Nevertheless, if one system gives another what it claims is its code+current state, then that system should be able to run the first system in a sandbox on its own hardware, predict the system's behavior in response to any stimulus, and check that against the real world. If both systems share data this way, they should each be able to interact with the sandboxed version of the other, and then come together later, each knowing how the simulated interaction that the other had already went. They can test this, and continue testing, it by monitoring the other's behavior over time.

Some of my own intuitions about this:

  1. Yes, this would be 'probabilistic' and thus this is an issue of evidence that AIs would share with each other.
  2. Why or how would one system trust another that the state (code+data) shared is honest?
  3. Sandboxing is (currently) imperfect, tho perhaps sufficiently advanced AIs could actually achieve it? (On the other hand, there are security vulnerabilities that exploit the 'computational substrate', e.g.
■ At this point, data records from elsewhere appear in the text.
PR #132, opened 2018-06-11
Add page transitions in progress

willopez:
The current next-router, does not work well with full page transitions. Page transitions cause a full page refresh when clicking on a variant/options. This can be revisited when React Router is integrated with NextJS. Further, there is some discussion in the nextjs queue to add functionality to allow for multiple layout components, this would  also help.


willopez:
Moving to icebox for now.

Issue #159, opened 2018-06-23
Create @withCart decorator to fetch and inject cart data from GraphQL api


spencern:
## Summary
We'll need an `@withCart` decorator that will fetch data from the correct cart and inject it where necessary into the UI. This decorator should use the https://github.com/reactioncommerce/reaction/issues/4354 and https://github.com/reactioncommerce/reaction/issues/4361

Include `load more` sorting and ordering.

aldeed:
Background:
- Anonymous carts are retrieved by ID and token, where both the ID and the token are returned from the `createCart` mutation and both the ID and token are stored locally to the client/session.
- Account carts are retrieved by `accountId` and `shopId`
- When logging in / loading the app, it's possible that there will be both an anonymous cart and an account cart.

Specific things to do:
- Check whether there is an anonymous cart ID and token stored. (Assume these two strings will be in local storage / SSR session, same behavior as the login tokens.)
- If we have an anonymous cart ID + token AND we're logged in, call the `reconcileCart` mutation and use the returned `cart` as the cart object. Assuming the reconciliation is successful, delete the cart ID + token from local storage.
- Else if we are logged in, get the account cart using `accountCartByAccountId` query. (Use primary shop ID for now, though this should probably respect the marketplace shared cart setting eventually.)
- Else if we have an anonymous cart ID + token, get the anonymous cart using `anonymousCartByCartId` query
- Add `cart` prop to the wrapped component
- `Cart.items` is a connection. Request 20 items by default, sorted by newest to oldest `addedAt` date. Add a `loadMoreCartItems` function prop to the wrapped component, which triggers loading of the next 20 if there are more (forward/load-more is the only type of pagination we need).

Trickiness:
- This should be done atomically, i.e., don't repeat the queries for every place where `@withCart` is used.
- In general, all other cart mutations will get back the cart in the response payload and update it in Apollo state, so we don't need to worry about that part here. However, make sure this reconcile/retrieve logic always happens on login and on initial load of the app.
- Finding either type of cart must work on the server for SSR

Issue #128, opened 2018-06-07
MiniCart Component


spencern:
# MiniCart Component
## Overview / Summary
Create a mini-cart component which requires a non-empty items array to be passed in.
This component should display a list of items, a cart summary, and any checkout buttons.
This component is necessary for displaying a mini-cart in a dropdown when an item is added to the cart or when a customer hovers over the cart icon.
This component should be added to the Storefront starter-kit

## Expected use cases
This component will be used whenever a mini version of the cart is needed, such as in the dropdown menu.

### Where should this component live
This component should be created in the starterkit.

## Images
![image](https://user-images.githubusercontent.com/1203639/40945129-94cb00fc-6814-11e8-98d5-83b4113019ab.png)

```jsx
// Pseudo-markup for the MiniCart render function
<div>
  <div scrolling-box>
    <CartItemsComponentProp/>
  </div>
  <div footer>
    <CartSummaryComponentProp/>
    <CartCheckoutButtonsComponentProp/>
    <div cart-fine-print></div>
  </div>
</div>
```

### Props
```js
propTypes: {
  cart: PropTypes.shape(),
  onRemoveItemFromCart: PropTypes.func,
  onChangeCartItemQuantity: PropTypes.func,
  Components: PropTypes.shape({
    CartItemComponent: PropTypes.oneOfType([PropTypes.string, PropTypes.func]),
    CartSummaryComponent: PropTypes.oneOfType([PropTypes.string, PropTypes.func]),
    CartCheckoutButtons: PropTypes.oneOfType([PropTypes.string, PropTypes.func])
  })
}
```

### Data Fetching
None. A HOC will later be wrapped around this component to do the GraphQL cart query and pass in the cart. For now, mock the incoming `cart` prop in `defaultProps`.

### State Store
All data comes from props. No global state used.

### Routing / Query String
The MiniCart is not directly connected to any route or query string.

### Render Criteria
- The MiniCart rendered when the customer hovers over the cart icon in the navigation header on a desktop browser. (WIRE THIS BEHAVIOR AS PART OF THIS ISSUE)
- The MiniCart is also rendered when the customer successfully adds an item to their cart. When the MiniCart is rendered in this way, the dropdown (another component) should only display for 3 seconds unless the user hovers over the cart icon or the dropdown during that timeout. (FUTURE. DO NOT WIRE THIS BEHAVIOR AS PART OF THIS ISSUE)

### Breakpoints
[...]

PR #169, opened 2018-07-03
feat: Cart Popover component

### LINKED ISSUE #166: Mobile Item Added to Cart Popover Component
# Mobile Item Added to Cart Popover Component
## Overview / Summary
Create a popover component which displays the most recent item added to the cart.
This component should display a single Cart Item and a button with a link to the checkout page.
This component should be added to the Storefront starter-kit
This component should only be displayed on mobile devices

## Expected use cases
This component will be used whenever a mobile user adds a product to their cart.

### Where should this component live
This component should be created in the starterkit.

## Images
image

```jsx
// Pseudo-markup for the mobile cart Popover
<Popover>
  <div name="itemAddedToCart">
    <Image size=thumbnail src=cartItemImage/>
    <span cart-item-qty /> <span cart-item-name /> <span>added to cart</span>
  </div>
  <Button link=checkout">
</Popover>
```

### Props
```js
propTypes: {
  cartItem: PropTypes.shape(),
}
```

### Data Fetching
None. The item should be passed as a prop into this component

### State Store
All data comes from props. No global state used.

### Render Criteria
- The Mobile Item Added to Cart Popover is rendered when a customer in a mobile viewport successfully adds an item to their cart. When the MiniCart is rendered in this way, the dropdown (another component) should only display for 3 seconds unless the user hovers over the cart icon or the dropdown during that timeout. This behavior should be wired up as part of this issue.

### Breakpoints
The Mobile Item Added to Cart Popover should be shown on browsers from 959px and narrower

### Desktop
The Mobile Item Added to Cart Popover is not displayed for desktop users.

#### Normal
Zeplin: https://app.zeplin.io/project/5afc82f5e8d73e250ff9d855/screen/5adf99f52f1dbdd37e7c611c
The normal state of the Popover consists of one section and a button.
The upper section of the popover should display the item that was most recently added to the cart, it's image, qty, and name and the phrase "added to cart"
Below this section should be a single button linking to the checkout

#### Empty
This component should not be rendered without an item to display

kieckhafer:
Resolves #166 
Impact: **minor**
Type: **feature**

## Issue
- Create a popover component which displays the most recent item added to the cart.
- This component should display a single Cart Item and a button with a link to the checkout page.
- This component should be added to the Storefront starter-kit
- This component should only be displayed on mobile devices

## Solution
Create the above mentioned Cart Popover

## Breaking changes
None

## Notes
- This component does not yet have any live data. This should be added in #159. For the time being, there is a `const` with static data for testing purposes. This same data will be passed in via a prop when it's available.
- I don't feel like this looks as good as it can when it's on a screen greater thatn 600px. I think we should re-visit the breakpoints, and use the future modal (no ticket yet) or the mini-cart (#128) to display instead of this component at the 600px breakpoint.

## Testing
1. Open the site on a mobile sized device (less than 960px)
1. Add an item to the cart
1. See that the cart pop-up displays for 3 seconds
1. Add another item to cart
1. Move mouse into display when visible
1. See the pop up doesn't disappear


src/components/ProductDetailAddToCart/ProductDetailAddToCart.js
```diff
@@ -9,8 +9,39 @@ import Typography from "@material-ui/core/Typography";
...
+      label: "Color",
+      value: "Red"
+    },
+    {
+      label: "Season",
+      value: "Summer"
+    }
+  ],
+  currentQuantity: 10,
+  imageUrl: "http://localhost:3000/assets/files/Media/nbYKLrZST5DSF87md/thumbnail/chuttersnap-265339-unsplash.png",
```
nnnnat: Can we make this temp image come from placehold.it? I've been using `http://placehold.it/100` for the comp-library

Spectre, so I would guess that would remain as a potential vulnerability even for AIs that designed and built their own substrates.) This also seems like it would only help if the sandboxed version could be 'sped up' and if the AI running the sandboxed AI can 'convince' the sandboxed AI that it's not' sandboxed.
  4. The 'prototypical' AI I'm imagining seems like it would be too 'big' and too 'diffuse' (e.g. distributed) for it to be able to share (all of) itself with another AI. Another commenter mentioned an AI 'folding itself up' for sharing, but I can't understand concretely how that would help (or how it would work either).